Could you output only the lines from the one containing "### LINKED ISSUE" through the last line of the data, both included?

▶ _Records shown_:

:::::

PR #475, opened 2022-12-03
Output plain template when NO_COLOR environment variable is set

### LINKED ISSUE #447: Support NO_COLOR Environment Variable
Survey should respect a `NO_COLOR` environment variable for reasons articulated at https://no-color.org/ and https://clig.dev/#output. Currently, Survey emits text with colors no matter what value is specified for this environment variable.

e-zim:
### Summary

This PR checks for a non-empty `NO_COLOR` environment variable and displays templates without color if one is present, as specified by the references in #447.

Fixes #447

### Preview

https://user-images.githubusercontent.com/18134219/205460922-8b6a854b-e4e6-4daf-93b8-3e8ed63ca6be.mov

:::::

▶ _Answer to the exercise_:
### LINKED ISSUE #447: Support NO_COLOR Environment Variable
Survey should respect a `NO_COLOR` environment variable for reasons articulated at https://no-color.org/ and https://clig.dev/#output. Currently, Survey emits text with colors no matter what value is specified for this environment variable.

e-zim:
### Summary

This PR checks for a non-empty `NO_COLOR` environment variable and displays templates without color if one is present, as specified by the references in #447.

Fixes #447

### Preview

https://user-images.githubusercontent.com/18134219/205460922-8b6a854b-e4e6-4daf-93b8-3e8ed63ca6be.mov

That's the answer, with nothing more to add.